What is expected: Your result should be the lines holding the word "sense", copied from the entries below.

Information shown:
- - - -

PR #8822, opened 2023-10-11
[BUGFIX] Fix missing `config_provider`

Kilo59:
- Followup to #8773 

The `_data_context` was not being attached to the `datasource` before calling `test_connection()` as part of the `context.sources.add_or_update_<DS_TYPE>()` flow.

This causes the `test_connection()` to fail if the user's datasource needs to do a variable config substitution. 
The `config_provider` is pulled from the `data_context`.

### DIFF
--- a/great_expectations/datasource/fluent/sources.py
+++ b/great_expectations/datasource/fluent/sources.py
@@ -519,6 +519,7 @@ class _SourceFactories:
             if id_:
                 updated_datasource.id = id_
 
+            updated_datasource._data_context = self._data_context
             updated_datasource.test_connection()
             return_obj = self._data_context._update_fluent_datasource(
                 datasource=updated_datasource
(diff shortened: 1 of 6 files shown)


great_expectations/datasource/fluent/sources.py
```diff
@@ -519,6 +519,7 @@ def update_datasource(
             if id_:
                 updated_datasource.id = id_
 
+            updated_datasource._data_context = self._data_context
             updated_datasource.test_connection()
```
cdkini, line 523: Let's put a comment here detailing why we need to attach the context right before the test connection call? Feels like such a small nuance that can cause things to break (like it just did).

Or perhaps we encapsulate these two lines in a function to provide more context

cdkini (approved):

great_expectations/datasource/fluent/sources.py
Kilo59: I plan to followup this up and move these to a `attach_context_and_test_connection()` function.

PR #8831, opened 2023-10-13
[MAINTENANCE] Add pact contract testing with GX Cloud

NathanFarmer:
- Add a single pact contract test
- Publish pact to broker
- Verify pact

image


.gitignore
```diff
@@ -148,3 +148,6 @@ metastore_db
 # dependency management
 Pipfile
 Pipfile.lock
+
+# contract testing files
+tests/integration/cloud/rest_contracts/pacts/great_expectations-mercury.json
```
cdkini: should we ignore all JSON files in this directory? Or perhaps the entire directory?

reqs/requirements-dev-lite.txt
```diff
@@ -5,6 +5,7 @@ freezegun>=0.3.15
 ipykernel<=6.17.1 # Newest version (6.19.0 released on 12/7/2022) causes "WARNING  traitlets:client.py:1181 No handler found for comm target 'comm'" by "https://github.com/jupyter/nbclient/blob/main/nbclient/client.py" (version 0.7.2) to be emitted.
 moto>=2.0.0,<3.0.0
 nbconvert>=5
+pact-python>=2.0.1
```
cdkini, line 8: This is a testing dependency right? Should it go in requirements-dev-test or whatever equivalent file we have?

tests/integration/cloud/rest_contracts/conftest.py
```diff
@@ -0,0 +1,148 @@
+from __future__ import annotations
```
cdkini, line 1: Can we put this file under type checking in our `pyproject.toml`?

tests/integration/cloud/rest_contracts/conftest.py
```diff
@@ -0,0 +1,148 @@
...
+    pathlib.Path(pathlib.Path(__file__).parent, "pacts").resolve()
+)
+
+
+class RequestMethods(str, enum.Enum):
+    DELETE = "DELETE"
+    GET = "GET"
+    PATCH = "PATCH"
+    POST = "POST"
+    PUT = "PUT"
```
cdkini, line 41: I want to say we get this for free through another library (maybe stdlib) but that could be a later version of Python

tests/integration/cloud/rest_contracts/conftest.py
```diff
@@ -0,0 +1,148 @@
...
+
+
+@pytest.fixture
+def session() -> Session:
+    return create_session(access_token=os.environ.get("GX_CLOUD_ACCESS_TOKEN"))
```
cdkini: Could we add some error handling to panic if we don't have this env var set? Maybe an informative message for devs down the line?

tests/integration/cloud/rest_contracts/conftest.py
```diff
@@ -0,0 +1,148 @@
...
+
+def get_git_commit_hash() -> str:
+    return subprocess.check_output(["git", "rev-parse", "HEAD"]).decode("ascii").strip()
+
+
+@pytest.fixture
+def pact(request) -> Pact:
+    pact_broker_base_url = "https://greatexpectations.pactflow.io"
+    consumer_name = "great_expectations"
+    provider_name = "mercury"
```
cdkini, line 61: Should these also be constants at the top of the file?

tests/integration/cloud/rest_contracts/conftest.py
```diff
@@ -0,0 +1,148 @@
...
+            "status": contract_interaction.response_status,
+            "body": contract_interaction.response_body,
+        }
+
+        (
+            pact.given(provider_state=contract_interaction.given)
+            .upon_receiving(scenario=contract_interaction.upon_receiving)
+            .with_request(**request)
+            .will_respond_with(**response)
+        )
```
cdkini, line 175: Do we need these parens?

tests/integration/cloud/rest_contracts/conftest.py
```diff
@@ -0,0 +1,148 @@
...
+
+        request_url = f"http://{PACT_MOCK_HOST}:{PACT_MOCK_PORT}{path}"
```
cdkini, line 177: for my own underestanding, is there a difference between `http` and `https` here?

tests/integration/cloud/rest_contracts/conftest.py
```diff
@@ -0,0 +1,148 @@
...
+
+        with pact:
+            session.get(str(request_url))
```
cdkini: Nit - we don't need the str conversion

tests/integration/cloud/rest_contracts/test_data_context_configuration.py
```diff
@@ -0,0 +1,51 @@
...
+import os
+import pathlib
+from typing import Callable, Final
+
+import pytest
+from pact import Like
+
+from tests.integration.cloud.rest_contracts.conftest import ContractInteraction
+
+ORGANIZATION_ID: Final[str] = os.environ.get("GX_CLOUD_ORGANIZATION_ID")
```
cdkini: Same note with error handling here - how do we inform devs if they're missing this env var?

cdkini: Additionally, I thought we had a custom `ruff` rule that disallows `os.environ` usage outside of particular files - @tyler-hoffman might know more?

tests/integration/cloud/rest_contracts/test_data_context_configuration.py
```diff
@@ -0,0 +1,51 @@
...
+                    "expectation_suite": True,
+                },
+            },
+        ),
+    ],
+)
+def test_data_context_configuration(
+    contract_interaction: ContractInteraction,
+    run_pact_test: Callable,
+):
```
cdkini: Since these tests are quite important for making sure we adhere to our contracts, could we be explicit and state what exactly we're testing (maybe in a docstring)?

.gitignore
NathanFarmer: Yeah I meant to do the entire directory and forgot ✅

reqs/requirements-dev-lite.txt
NathanFarmer: `requirements-dev-test.txt` uses this file. Other testing deps are in here like `pytest` and `snapshottest`.

tests/integration/cloud/rest_contracts/conftest.py
NathanFarmer: Is it not by default?

tests/integration/cloud/rest_contracts/conftest.py
NathanFarmer: Yeah it seems stupid, but pydantic works nicely with enums, and we can use it in the tests if desired.

tests/integration/cloud/rest_contracts/conftest.py
NathanFarmer: I had them there initially, but they are only used in this one place. The other constants are used elsewhere. Maybe it's nice to just have them at the top? Not sure that it matters.

tests/integration/cloud/rest_contracts/conftest.py
NathanFarmer: No but it looks nicer than this IMO, which is what `black` does without them:
```
pact.given(provider_state=contract_interaction.given).upon_receiving(
    scenario=contract_interaction.upon_receiving
).with_request(**request).will_respond_with(**response)
```

tests/integration/cloud/rest_contracts/conftest.py
NathanFarmer: `https` was requiring me to have an SSL certificate, which added more work.

tests/integration/cloud/rest_contracts/conftest.py
NathanFarmer: 🤦🏻

tests/integration/cloud/rest_contracts/conftest.py
NathanFarmer: One thing to note is there is no canonical list of these methods. It can be any string.

tests/integration/cloud/rest_contracts/conftest.py
NathanFarmer: ✅

tests/integration/cloud/rest_contracts/test_data_context_configuration.py
NathanFarmer: ✅ I added try/except logic to `conftest.py` once I figured out we don't need the real id in the parametrized case.

NathanFarmer: I did that `os.environ` change here: https://github.com/great-expectations/great_expectations/pull/8588

It doesn't seem to be applied to `tests` directory. @tyler-hoffman @Kilo59 we are only concerned with accessing `os.environ` in prod code right now, or should we be trying to banish it from `tests` as well?

tests/integration/cloud/rest_contracts/conftest.py
NathanFarmer: @Kilo59

tests/integration/cloud/rest_contracts/conftest.py
cdkini: okay no complaints from my end was just curious!

tests/integration/cloud/rest_contracts/test_data_context_configuration.py
NathanFarmer: I added a docstring to `ContractInteraction` and `run_pact_test`, so users can refer to those.

tests/integration/cloud/rest_contracts/test_data_context_configuration.py
Kilo59: I don't think the use of `os.environ` in tests is necessarily a problem.

tests/integration/cloud/rest_contracts/conftest.py
Kilo59: No it isn't. The tests we currently type-check are FDS tests and tests for the `/experimental branch`
I agree it should be added.

tests/integration/cloud/rest_contracts/conftest.py
```diff
@@ -0,0 +1,179 @@
...
+
+class RequestMethods(str, enum.Enum):
+    DELETE = "DELETE"
+    GET = "GET"
+    PATCH = "PATCH"
+    POST = "POST"
+    PUT = "PUT"
+
+
+@pytest.fixture
```
Kilo59:
```suggestion
@pytest.fixture(scope="module")
```

We shouldn't create a new HTTP session for every test,

tests/integration/cloud/rest_contracts/conftest.py
Kilo59: If they aren't meant to be used outside this test, then I think keeping them in here is cleaner.
If they need to be reused, then we can move them.

tests/integration/cloud/rest_contracts/conftest.py
```diff
@@ -0,0 +1,179 @@
...
+        response_body: A dictionary or Pact Matcher object representing the response body.
+        request_body (Optional): A dictionary or Pact Matcher object representing the request body.
+        request_headers (Optional): A dictionary representing the request headers.
+
+    Returns:
+        ContractInteraction
+    """
+
+    class Config:
+        arbitrary_types_allowed = True
```
Kilo59, line 115: Is this because of the `Matcher` type?

Kilo59 (approved):
I don't know `Pact` but seems good to me.

I'd like to see us re-use the HTTP session across tests. Can do that by changing the scope of the `session` fixture.

tests/integration/cloud/rest_contracts/conftest.py
NathanFarmer: Yes

tests/integration/cloud/rest_contracts/conftest.py
```diff
@@ -0,0 +1,179 @@
...
+class RequestMethods(str, enum.Enum):
+    DELETE = "DELETE"
+    GET = "GET"
+    PATCH = "PATCH"
+    POST = "POST"
+    PUT = "PUT"
+
+
+@pytest.fixture
+def session() -> Session:
```
Kilo59:
```suggestion
def gx_cloud_session() -> Session:
```
Session can be ambiguous.
A DB session? a PACT session?

tests/integration/cloud/rest_contracts/conftest.py
NathanFarmer: Makes sense to me ✅

tests/integration/cloud/rest_contracts/conftest.py
NathanFarmer: I like `gx_cloud_session`

tests/integration/cloud/rest_contracts/conftest.py
NathanFarmer: ✅

PR #8855, opened 2023-10-22
[MAINTENANCE] Use contract test response bodies as unit test mocks

NathanFarmer:
Use Pact test response bodies as unit test mocks


tests/integration/cloud/rest_contracts/unit_test_mocks/conftest.py
```diff
@@ -0,0 +1,61 @@
...
+from tests.integration.cloud.rest_contracts.test_data_context_configuration import (
+    DATA_CONTEXT_CONFIGURATION_MIN_RESPONSE_BODY,
+)
+
+
+def _convert_matcher_to_value(matcher: Matcher) -> JsonData:
+    return matcher.generate()["contents"]
+
+
+def _reify_pact_body(
```
tyler-hoffman, line 21: Is the plan to use this more widely? If not, this seems like a lot of code given how minimal `DATA_CONTEXT_CONFIGURATION_MIN_RESPONSE_BODY`. Also is `reify` the right word?

tests/integration/cloud/rest_contracts/conftest.py
```diff
@@ -126,8 +131,8 @@ class Config:
     upon_receiving: pydantic.StrictStr
     given: pydantic.StrictStr
     response_status: Annotated[int, pydantic.Field(strict=True, ge=100, lt=600)]
-    response_body: Union[dict, Matcher]
-    request_body: Union[dict, Matcher, None] = None
+    response_body: PactBody
+    request_body: Union[PactBody, None] = None
```
Kilo59, line 136:
```suggestion
    request_body: PactBody | None = None
```

tests/integration/cloud/rest_contracts/unit_test_mocks/test_mock_cloud_data_context.py
```diff
@@ -0,0 +1,17 @@
+import pytest
+
+from great_expectations.data_context import CloudDataContext
+
+
+@pytest.mark.cloud
+def test_mock_cloud_data_context(mock_cloud_data_context: CloudDataContext):
```
tyler-hoffman, line 7: Why write a test on a fixture? Or is there more that I'm missing?

tests/integration/cloud/rest_contracts/test_data_context_configuration.py
```diff
@@ -1,16 +1,30 @@
...
 
 from tests.integration.cloud.rest_contracts.conftest import (
     ContractInteraction,
 )
 
+DATA_CONTEXT_CONFIGURATION_MIN_RESPONSE_BODY: Final[dict] = {
+    "anonymous_usage_statistics": Like(
+        {
+            "data_context_id": Format().uuid,
+            "enabled": False,
```
Kilo59, line 17: `non-blocking`

Could we use the qualified `pact.Like` and `pact.Format` names?
That way it's more obvious what `Like` and `Format` actually are?
```suggestion
import pact

from tests.integration.cloud.rest_contracts.conftest import (
    ContractInteraction,
)

DATA_CONTEXT_CONFIGURATION_MIN_RESPONSE_BODY: Final[dict] = {
    "anonymous_usage_statistics": pact.Like(
        {
            "data_context_id": pact.Format().uuid,
            "enabled": False,
```

tests/integration/cloud/rest_contracts/unit_test_mocks/conftest.py
```diff
@@ -0,0 +1,61 @@
...
+    elif isinstance(body, Matcher):
+        return _reify_pact_body(body=_convert_matcher_to_value(matcher=body))
+    elif isinstance(body, dict):
+        for key, value in body.items():
+            if isinstance(value, Matcher):
+                body[key] = _convert_matcher_to_value(matcher=value)
+            body[key] = _reify_pact_body(body=body[key])
+        return body
+    else:
+        return body
```
Kilo59, line 39:
```suggestion
    return body
```

Kilo59 (approved):
Non-blocking comments

tests/integration/cloud/rest_contracts/unit_test_mocks/test_mock_cloud_data_context.py
Kilo59: We could do these asserts inside the existing `mock_cloud_data_context` fixture, and or wrap the existing fixture into a new fixture. `mock_cloud_data_context_but_better_this_time` that does those extra checks.

Something like `assert isinstance(mock_cloud_data_context, CloudDataContext)` seem unnecessary if we are type-checking that part of the test code though.

tests/integration/cloud/rest_contracts/unit_test_mocks/conftest.py
NathanFarmer: I like the original way better. Sure this is less code, but it requires my brain to think slightly more.

tests/integration/cloud/rest_contracts/unit_test_mocks/test_mock_cloud_data_context.py
NathanFarmer: This just confirms that the mock response isn't somehow altered when it is hydrated into the object via the `gx.get_context` codepath. We could perform the assertions in the fixture, but there aren't any tests that use the fixture right now.

tests/integration/cloud/rest_contracts/unit_test_mocks/conftest.py
NathanFarmer: Yes, we can use this method for the rest of the contract tests. Using the unit tests in concert with the contract tests allows the writer of the contract test to confirm that the minimal response actually works in GX code.

tests/integration/cloud/rest_contracts/test_data_context_configuration.py
NathanFarmer: Ok I'll do this, but I need to rename a variable and a method that use the work `pact`.

tests/integration/cloud/rest_contracts/conftest.py
```diff
@@ -132,7 +132,7 @@ class Config:
     given: pydantic.StrictStr
     response_status: Annotated[int, pydantic.Field(strict=True, ge=100, lt=600)]
     response_body: PactBody
-    request_body: Union[PactBody, None] = None
+    request_body: PactBody | None = None
```
Kilo59: Oh my bad, I wasn't paying attention to the fact that this is a pydantic model.
Have to keep using `Union[A, B]` until we are on `3.9` (or maybe `3.10`) 😭

NathanFarmer: Yeah that's what I thought, but I tested it just in case.

tests/integration/cloud/rest_contracts/unit_test_mocks/conftest.py
NathanFarmer: The word `reify` came from an example written in TS by pact: https://github.com/pact-foundation/pact-js/blob/master/src/v3/matchers.ts#L538

I guess it is a software term that means "turning something abstract into something concrete".

tests/integration/cloud/rest_contracts/conftest.py
NathanFarmer: Pydantic doesn't like this

tests/integration/cloud/rest_contracts/unit_test_mocks/test_mock_cloud_data_context.py
NathanFarmer: I will move these asserts into the fixture in a follow-up PR. I am adding one more contract test to help with writing my "How-to" guide and it will make more sense to do that there.

tests/integration/cloud/rest_contracts/unit_test_mocks/conftest.py
NathanFarmer: This method essentially turns an object with pact constructs into a raw json dictionary.

PR #8861, opened 2023-10-24
[MAINTENANCE] Flakey usage-stats test fixes

Kilo59:
Deal with the increasingly frequent flakey test failures of `tests/integration/usage_statistics/test_usage_statistics_messages.py::test_usage_statistics_message`.

1. Double the `request` `timeout` from `2s` to `4s`
2. Adjuct the `requests_session_with_retries` fixture from a static `backoff_factor` of `1` to `> 1.0`, ensuring that the wait time between retries slightly increases each time.

~We should consider running these tests against the mercury container as a followup.~ Tests rely on `aws` lambda.

### DIFF
--- a/tests/integration/usage_statistics/test_usage_statistics_messages.py
+++ b/tests/integration/usage_statistics/test_usage_statistics_messages.py
@@ -2895,7 +2895,7 @@ def test_usage_statistics_message(
 ):
     """known message formats should be valid"""
     res = requests_session_with_retries.post(
-        USAGE_STATISTICS_QA_URL, json=message, timeout=2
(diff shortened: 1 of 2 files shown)


NathanFarmer (approved):

tests/integration/usage_statistics/test_usage_statistics_messages.py
```diff
@@ -2894,8 +2894,9 @@ def test_usage_statistics_message(
     message: dict, requests_session_with_retries: requests.Session
 ):
     """known message formats should be valid"""
+    # TODO: test against the mercury container
```
Kilo59:
```suggestion
```

PR #8892, opened 2023-10-30
[MAINTENANCE] Quieter logging

Kilo59:
1. Reduce the amount of noisy and unhelpful `INFO` level logging messages.
2. Handle possible exceptions when logging HTTP responses
3. 1 log message for `get_config_with_variables_substituted()` with missing config vars.

### DIFF
--- a/great_expectations/core/http.py
+++ b/great_expectations/core/http.py
@@ -19,6 +19,8 @@ def _log_request_method_and_response(r: requests.Response, *args, **kwargs):
         LOGGER.debug(f"{r}\n{pf(r.json(), depth=3)}")
     except json.JSONDecodeError:
         LOGGER.debug(f"{r}\n{r.content.decode()}")
+    except Exception as other_err:
+        LOGGER.info(f"{r} - Error logging response {other_err!r}")
 
 
 class _TimeoutHTTPAdapter(HTTPAdapter):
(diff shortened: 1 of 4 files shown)


great_expectations/core/http.py
```diff
@@ -19,6 +19,8 @@ def _log_request_method_and_response(r: requests.Response, *args, **kwargs):
         LOGGER.debug(f"{r}\n{pf(r.json(), depth=3)}")
     except json.JSONDecodeError:
         LOGGER.debug(f"{r}\n{r.content.decode()}")
+    except Exception as other_err:
+        LOGGER.info(f"{r} - Error logging response {other_err!r}")
```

- - - -

Answer box:
NathanFarmer: Makes sense to me ✅
NathanFarmer: I will move these asserts into the fixture in a follow-up PR. I am adding one more contract test to help with writing my "How-to" guide and it will make more sense to do that there.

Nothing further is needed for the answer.